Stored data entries

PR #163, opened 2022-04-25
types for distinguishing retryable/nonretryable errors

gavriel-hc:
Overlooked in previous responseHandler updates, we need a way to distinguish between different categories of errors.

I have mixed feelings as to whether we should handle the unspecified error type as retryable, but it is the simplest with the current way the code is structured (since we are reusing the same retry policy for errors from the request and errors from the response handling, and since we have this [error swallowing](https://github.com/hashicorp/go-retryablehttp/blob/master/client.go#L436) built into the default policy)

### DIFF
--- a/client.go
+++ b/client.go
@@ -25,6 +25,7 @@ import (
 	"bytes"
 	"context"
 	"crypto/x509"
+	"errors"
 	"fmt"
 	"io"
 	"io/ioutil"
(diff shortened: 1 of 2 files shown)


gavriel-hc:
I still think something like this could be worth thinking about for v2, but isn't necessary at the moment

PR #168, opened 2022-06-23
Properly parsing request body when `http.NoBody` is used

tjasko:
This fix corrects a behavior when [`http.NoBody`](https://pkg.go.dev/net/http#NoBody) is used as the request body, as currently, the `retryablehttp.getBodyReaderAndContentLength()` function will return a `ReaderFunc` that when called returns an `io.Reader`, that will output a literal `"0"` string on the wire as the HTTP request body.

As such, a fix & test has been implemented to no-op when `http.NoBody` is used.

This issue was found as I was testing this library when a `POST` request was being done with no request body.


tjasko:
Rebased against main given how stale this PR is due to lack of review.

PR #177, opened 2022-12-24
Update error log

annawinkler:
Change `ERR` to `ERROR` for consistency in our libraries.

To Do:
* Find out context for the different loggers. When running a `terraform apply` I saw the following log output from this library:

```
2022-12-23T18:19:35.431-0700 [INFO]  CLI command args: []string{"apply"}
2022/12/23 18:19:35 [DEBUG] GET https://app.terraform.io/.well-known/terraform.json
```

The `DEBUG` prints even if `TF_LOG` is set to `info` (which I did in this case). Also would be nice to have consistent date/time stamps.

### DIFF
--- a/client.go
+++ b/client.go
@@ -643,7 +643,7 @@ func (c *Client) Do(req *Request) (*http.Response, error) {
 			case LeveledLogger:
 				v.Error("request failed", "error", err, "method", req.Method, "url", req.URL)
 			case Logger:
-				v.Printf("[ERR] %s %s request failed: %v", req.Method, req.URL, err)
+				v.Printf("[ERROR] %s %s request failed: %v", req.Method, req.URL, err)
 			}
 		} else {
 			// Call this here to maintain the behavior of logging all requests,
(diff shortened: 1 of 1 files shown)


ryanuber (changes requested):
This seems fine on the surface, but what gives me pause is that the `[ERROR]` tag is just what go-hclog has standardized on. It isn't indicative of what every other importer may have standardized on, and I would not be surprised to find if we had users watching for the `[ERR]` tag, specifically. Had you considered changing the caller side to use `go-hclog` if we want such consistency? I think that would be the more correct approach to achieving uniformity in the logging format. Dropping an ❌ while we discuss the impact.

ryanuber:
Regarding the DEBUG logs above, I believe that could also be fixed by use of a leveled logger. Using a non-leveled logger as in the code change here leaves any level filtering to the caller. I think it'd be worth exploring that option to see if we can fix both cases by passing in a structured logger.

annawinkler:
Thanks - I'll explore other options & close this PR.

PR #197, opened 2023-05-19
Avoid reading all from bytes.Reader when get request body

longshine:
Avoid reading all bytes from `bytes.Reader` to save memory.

--

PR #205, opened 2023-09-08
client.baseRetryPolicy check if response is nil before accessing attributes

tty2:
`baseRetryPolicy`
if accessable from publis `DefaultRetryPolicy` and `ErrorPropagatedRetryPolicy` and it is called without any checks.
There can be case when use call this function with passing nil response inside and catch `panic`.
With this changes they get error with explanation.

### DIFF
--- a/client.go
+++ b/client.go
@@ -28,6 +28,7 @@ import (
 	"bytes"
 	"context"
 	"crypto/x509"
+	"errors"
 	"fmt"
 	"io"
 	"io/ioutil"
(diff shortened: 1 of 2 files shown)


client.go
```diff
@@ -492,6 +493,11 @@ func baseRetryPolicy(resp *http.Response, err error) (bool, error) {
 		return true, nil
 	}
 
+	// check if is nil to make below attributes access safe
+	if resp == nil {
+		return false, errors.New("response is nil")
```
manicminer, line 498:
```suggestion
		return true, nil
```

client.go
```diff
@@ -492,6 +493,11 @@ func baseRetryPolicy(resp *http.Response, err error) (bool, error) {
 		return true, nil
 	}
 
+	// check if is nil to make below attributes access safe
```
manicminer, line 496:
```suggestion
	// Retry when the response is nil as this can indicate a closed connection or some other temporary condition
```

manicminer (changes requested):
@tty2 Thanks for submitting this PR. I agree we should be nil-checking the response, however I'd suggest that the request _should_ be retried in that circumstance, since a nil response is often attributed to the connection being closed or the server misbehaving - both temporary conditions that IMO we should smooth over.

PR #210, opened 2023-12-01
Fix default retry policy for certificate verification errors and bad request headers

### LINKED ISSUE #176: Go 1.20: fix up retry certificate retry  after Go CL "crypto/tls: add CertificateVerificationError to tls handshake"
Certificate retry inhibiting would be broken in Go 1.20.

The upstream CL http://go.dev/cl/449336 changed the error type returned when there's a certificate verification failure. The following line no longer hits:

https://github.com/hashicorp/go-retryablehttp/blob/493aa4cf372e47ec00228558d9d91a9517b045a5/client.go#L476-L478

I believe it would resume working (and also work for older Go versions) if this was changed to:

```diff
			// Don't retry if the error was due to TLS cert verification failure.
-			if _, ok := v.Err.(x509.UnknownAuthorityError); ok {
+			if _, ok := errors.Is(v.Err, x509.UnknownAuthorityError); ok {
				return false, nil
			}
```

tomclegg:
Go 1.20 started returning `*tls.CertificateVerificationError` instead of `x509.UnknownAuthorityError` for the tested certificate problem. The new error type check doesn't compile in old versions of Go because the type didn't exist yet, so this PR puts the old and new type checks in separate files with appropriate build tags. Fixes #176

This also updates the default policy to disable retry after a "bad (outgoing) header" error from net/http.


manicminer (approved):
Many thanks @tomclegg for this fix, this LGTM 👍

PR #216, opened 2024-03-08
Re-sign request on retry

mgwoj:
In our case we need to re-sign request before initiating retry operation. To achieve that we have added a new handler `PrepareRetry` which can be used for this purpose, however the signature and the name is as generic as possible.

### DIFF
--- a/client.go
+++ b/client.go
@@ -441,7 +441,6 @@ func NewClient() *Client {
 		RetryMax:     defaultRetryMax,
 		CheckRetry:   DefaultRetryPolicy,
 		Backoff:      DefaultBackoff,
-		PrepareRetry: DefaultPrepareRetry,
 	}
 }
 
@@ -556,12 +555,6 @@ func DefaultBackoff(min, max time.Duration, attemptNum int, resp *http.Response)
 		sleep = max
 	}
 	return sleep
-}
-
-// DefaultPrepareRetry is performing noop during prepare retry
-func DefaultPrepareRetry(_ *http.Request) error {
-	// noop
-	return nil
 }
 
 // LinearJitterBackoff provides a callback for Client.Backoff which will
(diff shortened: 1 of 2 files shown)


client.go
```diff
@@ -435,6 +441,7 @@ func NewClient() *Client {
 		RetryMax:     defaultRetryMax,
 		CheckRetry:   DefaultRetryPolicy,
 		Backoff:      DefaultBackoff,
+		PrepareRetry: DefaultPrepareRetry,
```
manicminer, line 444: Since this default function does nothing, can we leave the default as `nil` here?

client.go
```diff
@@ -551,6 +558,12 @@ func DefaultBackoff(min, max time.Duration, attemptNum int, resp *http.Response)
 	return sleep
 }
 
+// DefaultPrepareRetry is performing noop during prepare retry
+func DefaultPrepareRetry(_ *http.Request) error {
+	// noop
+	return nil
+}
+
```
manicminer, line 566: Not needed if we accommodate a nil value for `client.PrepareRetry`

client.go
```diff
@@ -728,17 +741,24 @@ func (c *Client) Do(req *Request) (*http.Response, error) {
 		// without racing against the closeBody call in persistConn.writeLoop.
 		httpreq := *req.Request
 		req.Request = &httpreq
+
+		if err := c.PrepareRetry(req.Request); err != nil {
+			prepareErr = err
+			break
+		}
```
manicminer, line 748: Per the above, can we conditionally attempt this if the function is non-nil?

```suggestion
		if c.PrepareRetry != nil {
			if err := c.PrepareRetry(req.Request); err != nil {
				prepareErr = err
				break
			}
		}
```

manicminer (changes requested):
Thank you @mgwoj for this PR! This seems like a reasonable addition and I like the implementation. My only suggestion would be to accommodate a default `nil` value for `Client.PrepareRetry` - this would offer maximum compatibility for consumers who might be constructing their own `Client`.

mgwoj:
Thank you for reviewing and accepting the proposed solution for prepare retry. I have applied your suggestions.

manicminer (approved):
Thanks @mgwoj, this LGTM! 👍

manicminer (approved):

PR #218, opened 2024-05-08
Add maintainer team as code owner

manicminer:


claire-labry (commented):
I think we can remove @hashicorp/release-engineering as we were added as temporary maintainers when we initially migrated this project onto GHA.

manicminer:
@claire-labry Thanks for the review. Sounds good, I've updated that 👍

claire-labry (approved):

▸ **WHAT YOU ARE ASKED TO DO**:
Copy every line where the word "attemptNum" is present in the entries above.

▸ **THE ANSWER**:
@@ -556,12 +555,6 @@ func DefaultBackoff(min, max time.Duration, attemptNum int, resp *http.Response)
@@ -551,6 +558,12 @@ func DefaultBackoff(min, max time.Duration, attemptNum int, resp *http.Response)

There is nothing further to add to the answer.